I want to calculate Tanimoto similarity for all possible pairs of molecules in my dataset. I have used loop to input reference structure and able to get all pairs. For 5 molecules i get 25 pairs and their similarity, however there are redundant pairs forming using this workflow. I just want 10 uniquie pairs. How to perform this task or further fitering in knime?
I uploaded a workflow into the KNIME public server some time ago called "Complex SAR" under "Applications" which has got an example pairwise similarity. This may help.
Thanks for the answer, but i could not locate example of pairwaise similarity in the workflow. However, there are "matched pairs" similarity examples in it. Can you please tell am i missing something.
I want all possible unique pairs and their similarity.
If you look at the Similarity Matched Pairs section, at the point of the first "Loop End' node, this is a table of all possible Pairs of compounds with Tanimoto Similarity reported. Is this what you are after ?
To get only the unique pairs, within the loop you could filter out all results in the table using the exact match as a marker (i.e. when similarity equals 1). For example remove all results in the table that come after the exact match in each loop.
Then you would be left with unique pairs only.
Filtering with similarty will not solve the problem. Since, pairs like 1_0 and 0_1 are same and will not be filtered out based on similarity. In your example 68 molecules produce 4624 pairs, which are all possible pairs. But there will be only 2278 unique pairs, I want these.
Can you help?
Have you looked at the distance matrix calculator node? You can input a table of fingerprints and have the tanimoto similarity calulated for each previous molecule in the column you are looking at.
Attached are screenshots of the nodes/output.
Thanks Aaron and Simon,
I found another way around, by using "reference row filter" againts a list of desired subset (unique pairs) created using python (out side knime). I couldnt get a simple way though.
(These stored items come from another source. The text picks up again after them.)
PR #541, opened 2025-08-27
ja-translate day1 support for th20

wefma:
Sorry for cannot check to run silent selene in Japanese translate in my environment...
Could you check what it run ...?


n-rook:
Screenshot 2025-08-27 at 3 38 10 PM

Seems like it looks good. Thank you

Issue #531, opened 2025-06-07
GFW stage practice appears as full game


n-rook:
https://www.silentselene.net/replays/th128/80121

This looks like stage practice, but it's appearing as full game for some reason.

hoangcaominh:
It is stage practice, except it's a thprac thing in GFW.
The parser for GFW always returns the replay type as full game because nobody thought someone would upload a GFW stage practice replay using thprac 🤷

PR #546, opened 2025-11-29
add Uwabami Breakers

wefma:
rejecting this pull request is ok if admin think that Uwabami Breakers is not in scope in silentselene


wefma:
https://github.com/n-rook/thscoreboard/issues/531
this related this issue because th128 and alco don't have practice mode.

n-rook (approved):
This looks good to me. Thank you very much.

I think I will leave it on staging for a little while and ask people to try it out before deploying it to production. But I see no obvious problems.

PR #257, opened 2018-06-06
API: Rework sync client and CLIs

### LINKED ISSUE #139: Implement a package-standard way of spawning a repeater
* I have tried a double-fork (see `caproto._utils.spawn_daemon`) but forking does weird things from inside IPython.
* I have tried `Popen`, which works fine by assumes `caproto-repeater` is on the `PATH`. It should be, but calling the function directly smells better to me.

Both of these approaches _always_ spawn a repeater and let that repeater die if it can't bind to the repeater port. This seems wasteful, but I can't think of a better way. The only way to check whether the port is open is to bind to it, and binding to it causes it to become temporarily unavailable (until reclaimed by the OS). So this process seems problematic:

1. Bind to see if it's available.
2. It's available! Start a repeater, which will attempt to bind.

If I understand correctly, (2) can fail depending on race conditions. Better to do: bind and start a repeater or fail to bind and die. But this is admittedly wasteful and I am open to better suggestions! It could be that my understanding of how binding works is not quite right.

### LINKED ISSUE #254: Refactor sync and command-line functions.
[Updated to check off progress in #257]

- [x] Move each command-line function into a separate module with a `__main__` block to support usages with `python -m caproto.get` in the even that the entry-point aliases (`caproto-get` etc.) aren't working due to `PATH`-related issues.
- [x] In the sync client (NOT the CLIs) rename get -> read, put -> write, and monitor -> subscribe.
- [ ] Make the signatures of the sync client consistent with their counterparts in the threading client.
- [x] Have subscribe return a Subscription object (again like the threading client) that implements `block()` to run and `clear()` as a hook to stop it, from another thread, without raising `KeyboardInterrupt`.

danielballan:
Closes #254 
Closes #139


danielballan:
Things to look at with fresh eyes:

- The "poison pill" logic that supports `sub.interrupt()` isn't quite right.
- `sub.clear()` needs a fresh look
- The signatures of `read`, `write` don't quite match their threading counterparts yet.
- The `write` function should just write -- not sandwich the write between two reads. That should only happen at the CLI level, to mimic `caput`.

caproto/threading/client.py
```diff
@@ -1494,9 +1494,9 @@ def __init__(self, pv):
         self._callback_lock = threading.RLock()
 
     def add_callback(self, func):
-        # TODO thread safety
-        cb_id = self._callback_id
-        self._callback_id += 1
+        with self._callback_lock:
```
klauer: :+1: threadsafety - perhaps combine into one block, moving out all things that don't need locking?

caproto/get.py
```diff
@@ -0,0 +1,136 @@
...
+    if raw_data_type is None:
+        data_type = None
+    else:
+        assert isinstance(raw_data_type, str)
+        # ChannelType is an IntEnum.
+        # If d is int, use ChannelType(d). If string, getattr(ChannelType, d).
+        try:
+            data_type_int = int(raw_data_type)
+        except ValueError:
+            data_type = getattr(ChannelType, raw_data_type.upper())
```
klauer: Did you know you can use `ChannelType[raw_data_type.upper()]` as well?

caproto/monitor.py
```diff
@@ -0,0 +1,127 @@
...
+    parser.add_argument('--no-repeater', action='store_true',
+                        help=("Do not spawn a Channel Access repeater daemon "
+                              "process."))
+    parser.add_argument('--priority', '-p', type=int, default=0,
+                        help="Channel Access Virtual Circuit priority. "
+                             "Lowest is 0; highest is 99.")
+    parser.add_argument('--timeout', '-w', type=float, default=1,
+                        help=("Timeout ('wait') in seconds for server "
+                              "responses."))
+    exit_group.add_argument('--duration', type=int, default=None,
```
klauer: Nice! Maybe float though?

caproto/monitor.py
```diff
@@ -0,0 +1,127 @@
...
+        for pv_name in args.pv_names:
+            sub = subscribe(pv_name,
+                            mask=mask,
+                            priority=args.priority)
+            cb = functools.partial(callback, pv_name)
+            sub.add_callback(cb)
+            cbs.append(cb)  # Hold ref to keep cb from being garbage collected.
+            subs.append(sub)
+        # Wait to be interrupted by KeyboardInterrupt.
+        block(*subs, duration=args.duration, timeout=args.timeout,
```
klauer: Rather cool we can do this, even with the sync client.

caproto/sync/client.py
```diff
@@ -492,22 +309,31 @@ def monitor(*pv_names, callback, mask=None, timeout=1,
...
                 selector.register(sock, selectors.EVENT_READ)
-            logger.debug('Continuing until SIGINT is received....')
+            if duration is None:
+                logger.debug('Continuing until SIGINT is received....')
             while True:
                 events = selector.select(timeout=0.1)
+                if deadline is not None and time.time() > deadline:
+                    logger.debug('Deadline reached.')
+                    return
+                global poison_pill
```
klauer: :skull:

caproto/sync/repeater.py
```diff
@@ -199,8 +201,29 @@ def run(host='0.0.0.0'):
...
+                     'one.')
+        return
+    # We will now spawn a repeater in a subprocess at the same address as sock.
+    # Make the address reusable so that, if the OS does not clean up sock
+    # before the subprocess tries to bind to it, there is no conflict.
+    try:
+        reuse = socket.SO_REUSEADDR
+    except AttributeError:
+        warnings.warn("SO_REUSEADDR is not supported on this platform.")
+    sock.setsockopt(socket.SOL_SOCKET, reuse, 1)
```
klauer: Should this be in the `else` block?

caproto/sync/client.py
tacaswell: :ghost:

danielballan:
> I'm not super stoked about cluttering the top level directory even more, can they be stuffed down one more level (either into a cli package or back into sync)?

@klauer suggested putting them at the top level so that the usage

```
python -m caproto.get ...
```

is brief. On the other hand, we have `caproto-get`, and the `python -m` variant was just intended to be a backup in the event that the entry points aren't working due to `PATH` / virtual environment weirdness, so maybe it's not that important that it be brief. I'm 50/50 on this.

caproto/monitor.py
danielballan: Bah. Copy-pasted from `--maximum`. Fixed.

caproto/get.py
danielballan: Neat! I did not.

caproto/threading/client.py
danielballan: There's no way around this ordering (nothing to move outside the lock) but I guess it's probably better to acquire once and do a little extra work in the locked state that to thrash the lock twice in quick succession.

caproto/_commands.py
```diff
@@ -110,17 +111,23 @@ def has_metadata(data_type):
...
     if has_metadata(data_type):
         md_payload = DBR_TYPES[data_type].from_buffer(buffer)
         md_size = ctypes.sizeof(DBR_TYPES[data_type])
     else:
         md_payload = b''
         md_size = 0
-    # Use payload_size to strip off any right-padding that may have been added
-    # to make the byte-size of the payload a multiple of 8.
-    data_payload = memoryview(buffer)[md_size:md_size + payload_size]
+    # Use data_count to strip off any right-padding that may have been added
```
klauer: This diff looked scarier than it actually is. 👍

I know, thats what I am explaining, I dont mean simply to remove the Exact Match cpds where Similarity =1, I mean to filter out all rows which occur AFTER the similarity =1 in each Loop iteration. This way, you will end up with your x by x matrix, but only the datapoints in one half diagonal of the table (top left half). So you will be left with 2278 unique pairs
Hope that makes it more clear.
Instead of using the similarity of 1 as the point to filter from. You could also use the current variable in the loop iteration if you make the rowID the same as the CpdID.